**Directions for this task**. Tally the lines of the listing that contain the string "role". Give the number and nothing else.
Provided records section start
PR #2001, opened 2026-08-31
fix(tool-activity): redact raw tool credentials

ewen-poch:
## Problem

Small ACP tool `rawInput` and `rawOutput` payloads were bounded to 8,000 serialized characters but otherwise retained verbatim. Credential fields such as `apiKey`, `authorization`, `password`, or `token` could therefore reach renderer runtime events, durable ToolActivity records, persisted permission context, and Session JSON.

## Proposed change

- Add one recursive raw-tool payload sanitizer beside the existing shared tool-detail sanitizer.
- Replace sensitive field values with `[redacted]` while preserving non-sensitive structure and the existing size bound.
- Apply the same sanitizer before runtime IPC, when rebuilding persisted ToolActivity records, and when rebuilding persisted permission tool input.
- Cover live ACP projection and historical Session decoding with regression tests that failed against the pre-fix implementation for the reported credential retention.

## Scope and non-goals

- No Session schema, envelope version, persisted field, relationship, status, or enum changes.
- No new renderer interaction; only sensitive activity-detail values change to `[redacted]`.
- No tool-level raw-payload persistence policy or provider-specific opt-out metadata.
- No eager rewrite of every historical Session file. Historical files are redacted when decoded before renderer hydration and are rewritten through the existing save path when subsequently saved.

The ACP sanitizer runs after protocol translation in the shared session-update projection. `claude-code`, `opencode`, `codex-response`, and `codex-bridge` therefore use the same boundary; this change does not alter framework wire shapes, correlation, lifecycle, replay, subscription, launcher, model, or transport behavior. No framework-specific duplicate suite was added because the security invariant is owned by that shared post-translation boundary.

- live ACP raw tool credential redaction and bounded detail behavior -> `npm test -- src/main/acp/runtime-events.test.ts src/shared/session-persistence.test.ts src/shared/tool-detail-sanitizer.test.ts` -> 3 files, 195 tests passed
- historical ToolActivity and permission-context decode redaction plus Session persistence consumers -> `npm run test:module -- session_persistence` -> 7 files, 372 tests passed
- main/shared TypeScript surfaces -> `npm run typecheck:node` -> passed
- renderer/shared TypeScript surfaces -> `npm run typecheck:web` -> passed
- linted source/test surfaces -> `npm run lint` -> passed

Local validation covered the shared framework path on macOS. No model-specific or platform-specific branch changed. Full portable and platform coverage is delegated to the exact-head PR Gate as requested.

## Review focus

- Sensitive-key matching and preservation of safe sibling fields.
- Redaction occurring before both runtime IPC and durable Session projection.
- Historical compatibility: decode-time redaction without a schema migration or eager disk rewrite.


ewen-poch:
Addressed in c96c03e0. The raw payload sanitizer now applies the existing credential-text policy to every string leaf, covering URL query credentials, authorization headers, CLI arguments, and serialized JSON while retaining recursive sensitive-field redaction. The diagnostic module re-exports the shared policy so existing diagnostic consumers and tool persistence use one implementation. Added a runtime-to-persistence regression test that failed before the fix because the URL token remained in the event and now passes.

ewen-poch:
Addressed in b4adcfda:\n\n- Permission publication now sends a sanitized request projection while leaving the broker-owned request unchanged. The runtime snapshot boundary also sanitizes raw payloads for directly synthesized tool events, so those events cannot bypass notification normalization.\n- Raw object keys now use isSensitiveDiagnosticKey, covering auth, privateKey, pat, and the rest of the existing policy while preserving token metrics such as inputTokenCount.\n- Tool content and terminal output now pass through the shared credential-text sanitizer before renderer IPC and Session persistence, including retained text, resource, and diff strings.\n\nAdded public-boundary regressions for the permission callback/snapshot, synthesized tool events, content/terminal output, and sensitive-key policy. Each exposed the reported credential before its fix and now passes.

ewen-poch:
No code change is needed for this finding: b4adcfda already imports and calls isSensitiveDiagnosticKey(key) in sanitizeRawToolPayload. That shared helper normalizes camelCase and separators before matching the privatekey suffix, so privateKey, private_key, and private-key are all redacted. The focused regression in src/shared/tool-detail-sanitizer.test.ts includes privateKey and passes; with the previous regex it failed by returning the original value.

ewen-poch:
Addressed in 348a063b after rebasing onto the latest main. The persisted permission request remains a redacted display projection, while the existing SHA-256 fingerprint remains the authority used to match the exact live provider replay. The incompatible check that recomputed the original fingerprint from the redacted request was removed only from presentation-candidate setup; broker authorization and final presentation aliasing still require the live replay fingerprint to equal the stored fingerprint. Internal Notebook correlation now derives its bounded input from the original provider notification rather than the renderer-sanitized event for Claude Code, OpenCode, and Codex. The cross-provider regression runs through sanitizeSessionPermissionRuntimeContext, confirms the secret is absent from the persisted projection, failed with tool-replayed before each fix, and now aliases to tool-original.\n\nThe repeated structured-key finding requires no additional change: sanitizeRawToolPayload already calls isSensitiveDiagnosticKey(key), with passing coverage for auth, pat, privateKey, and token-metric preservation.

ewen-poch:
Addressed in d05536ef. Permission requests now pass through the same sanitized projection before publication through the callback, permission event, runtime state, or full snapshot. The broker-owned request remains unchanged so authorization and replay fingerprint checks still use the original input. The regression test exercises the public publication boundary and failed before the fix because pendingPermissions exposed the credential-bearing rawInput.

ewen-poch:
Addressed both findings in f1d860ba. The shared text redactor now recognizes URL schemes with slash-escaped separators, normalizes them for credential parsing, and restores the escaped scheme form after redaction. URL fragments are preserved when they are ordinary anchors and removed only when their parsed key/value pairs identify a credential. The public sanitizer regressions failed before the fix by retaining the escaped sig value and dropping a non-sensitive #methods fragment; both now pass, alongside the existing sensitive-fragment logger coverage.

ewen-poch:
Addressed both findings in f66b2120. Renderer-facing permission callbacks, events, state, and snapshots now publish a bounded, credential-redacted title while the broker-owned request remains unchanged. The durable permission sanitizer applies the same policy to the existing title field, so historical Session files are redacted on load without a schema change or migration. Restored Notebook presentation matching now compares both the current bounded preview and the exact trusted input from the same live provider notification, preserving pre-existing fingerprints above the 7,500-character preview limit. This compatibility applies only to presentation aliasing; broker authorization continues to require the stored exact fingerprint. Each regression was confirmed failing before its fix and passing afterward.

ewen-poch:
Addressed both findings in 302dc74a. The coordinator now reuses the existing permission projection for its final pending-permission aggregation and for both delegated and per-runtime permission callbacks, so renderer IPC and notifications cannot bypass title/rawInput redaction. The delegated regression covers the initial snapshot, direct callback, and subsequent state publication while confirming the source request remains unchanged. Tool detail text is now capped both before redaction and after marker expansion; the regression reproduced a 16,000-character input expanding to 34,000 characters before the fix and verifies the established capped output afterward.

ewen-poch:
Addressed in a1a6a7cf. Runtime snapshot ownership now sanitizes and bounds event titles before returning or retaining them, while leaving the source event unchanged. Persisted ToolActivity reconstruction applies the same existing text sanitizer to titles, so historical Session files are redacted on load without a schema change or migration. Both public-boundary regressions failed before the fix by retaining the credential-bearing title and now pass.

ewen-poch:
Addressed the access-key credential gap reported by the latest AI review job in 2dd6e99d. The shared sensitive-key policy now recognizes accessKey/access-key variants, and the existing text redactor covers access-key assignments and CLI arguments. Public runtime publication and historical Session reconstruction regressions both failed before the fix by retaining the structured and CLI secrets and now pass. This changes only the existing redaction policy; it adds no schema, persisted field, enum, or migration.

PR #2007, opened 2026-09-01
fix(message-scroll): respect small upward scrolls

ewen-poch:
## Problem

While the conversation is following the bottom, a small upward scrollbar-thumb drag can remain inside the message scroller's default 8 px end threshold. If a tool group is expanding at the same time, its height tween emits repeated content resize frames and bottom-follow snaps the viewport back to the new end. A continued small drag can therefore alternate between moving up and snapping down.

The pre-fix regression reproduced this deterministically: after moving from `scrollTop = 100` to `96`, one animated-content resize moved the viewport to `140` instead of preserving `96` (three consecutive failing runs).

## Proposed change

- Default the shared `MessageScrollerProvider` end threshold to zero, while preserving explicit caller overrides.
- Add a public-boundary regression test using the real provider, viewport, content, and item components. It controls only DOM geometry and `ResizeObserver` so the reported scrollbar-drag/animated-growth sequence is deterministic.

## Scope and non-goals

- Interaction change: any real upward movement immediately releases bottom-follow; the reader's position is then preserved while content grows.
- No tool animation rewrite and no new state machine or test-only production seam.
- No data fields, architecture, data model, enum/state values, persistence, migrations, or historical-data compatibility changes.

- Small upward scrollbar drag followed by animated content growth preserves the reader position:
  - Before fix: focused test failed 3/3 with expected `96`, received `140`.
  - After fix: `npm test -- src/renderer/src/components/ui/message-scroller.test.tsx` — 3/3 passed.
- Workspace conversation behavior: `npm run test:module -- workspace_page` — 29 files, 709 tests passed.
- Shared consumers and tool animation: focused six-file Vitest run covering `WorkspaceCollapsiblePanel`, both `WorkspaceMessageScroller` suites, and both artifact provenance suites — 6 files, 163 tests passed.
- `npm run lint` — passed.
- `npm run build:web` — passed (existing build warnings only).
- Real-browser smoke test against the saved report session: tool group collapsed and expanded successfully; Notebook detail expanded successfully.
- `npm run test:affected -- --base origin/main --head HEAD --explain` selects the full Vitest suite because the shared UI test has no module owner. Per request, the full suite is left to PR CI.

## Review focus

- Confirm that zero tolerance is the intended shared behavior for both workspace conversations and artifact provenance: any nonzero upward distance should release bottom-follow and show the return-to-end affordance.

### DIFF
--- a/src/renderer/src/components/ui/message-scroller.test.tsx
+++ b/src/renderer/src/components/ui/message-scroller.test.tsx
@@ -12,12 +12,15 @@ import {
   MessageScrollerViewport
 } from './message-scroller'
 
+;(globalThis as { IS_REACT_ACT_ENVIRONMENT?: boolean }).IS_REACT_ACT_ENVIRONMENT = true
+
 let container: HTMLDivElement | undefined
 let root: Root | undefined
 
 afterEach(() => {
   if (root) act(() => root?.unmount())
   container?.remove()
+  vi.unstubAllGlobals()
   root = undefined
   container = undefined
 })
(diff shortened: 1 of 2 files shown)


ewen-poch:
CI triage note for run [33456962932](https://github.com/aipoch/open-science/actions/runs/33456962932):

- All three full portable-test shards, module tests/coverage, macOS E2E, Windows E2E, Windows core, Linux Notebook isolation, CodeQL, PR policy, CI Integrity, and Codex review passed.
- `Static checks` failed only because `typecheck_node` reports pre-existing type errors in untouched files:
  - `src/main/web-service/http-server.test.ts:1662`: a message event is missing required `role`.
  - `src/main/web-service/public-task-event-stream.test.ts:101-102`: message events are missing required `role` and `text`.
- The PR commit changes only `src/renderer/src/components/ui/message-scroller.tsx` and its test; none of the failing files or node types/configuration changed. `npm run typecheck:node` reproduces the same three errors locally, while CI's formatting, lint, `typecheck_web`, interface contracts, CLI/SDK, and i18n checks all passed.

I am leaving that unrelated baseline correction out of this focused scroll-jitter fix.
Provided records section end
**Output below**. 2